Global Health and the School of Human Evolution and Social Change

Professor Alexandra Brewis Slade and Fijian children

 

A Global Perspective

Global Health in the School of Human Evolution and Social Change refers to our coordinated efforts in research, instruction and service to create sustainable community and population-level quality of life improvements that reach across political, social and geographic boundaries.

 

To us, global health is much more and very different from public health. We understand that major health challenges stem from many factors well outside of disease – ecological, cultural, institutional, historical, evolutionary, social and technological. Any effective, sustainable solutions to our most pressing global health challenges will need to take all of these factors into account, including the complex ways in which they relate to each other. To do this, we apply cutting-edge methods and theories from the social and life sciences, including anthropology, mathematics, genetics, history, human biology, sociology and geography.

 

Our focus is especially on addressing those problems that have proved most intractable to standard public health approaches, such as:

  • neglected and reemerging infectious diseases,
  • obesity and food insecurity,
  • childbirth complications in low-resource settings and
  • climate change-related disease.

Ill health is often created or exacerbated by power imbalances, poverty and other forms of social exclusion. A commitment to the principles of social justice and of community-centered and community-serving research is evident in everything we do. We focus our efforts in specific partnering communities located around the world – such as Paraguay, Guatemala, Bangladesh, Mexico and Fiji – and work on health issues they define as critical.
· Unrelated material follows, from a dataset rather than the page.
PR #583, opened 2022-02-09
move role circles to thursday mornings

reubengt:
The cohort have said that they much prefer role circles to be part of the standup on the second day, once they've had a chance to work on their projects a little.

But a concern for a just and healthy world starts at home, so we also work locally in Phoenix, with our city's most vulnerable residents, many of whom are migrants from around the world.

 

We have an ambitious and coordinated research agenda, energetic faculty, innovative degrees and a range of outstanding international programs and coordinated research and internship opportunities for students.

 

We are also working on a plan for a new Center for Global and Community Health. If approved, the center would act as a place to develop and sustain projects and partnerships as we work to meet the challenges of improving the human condition in an increasingly global, complex and unequal world.

 

Other initiatives relevant to Global Health at ASU that complement our efforts include those in the Biodesign Institute, the Ira A. Fulton Schools of Engineering, the W.P. Carey School of Business and the College of Nursing and Health Innovation.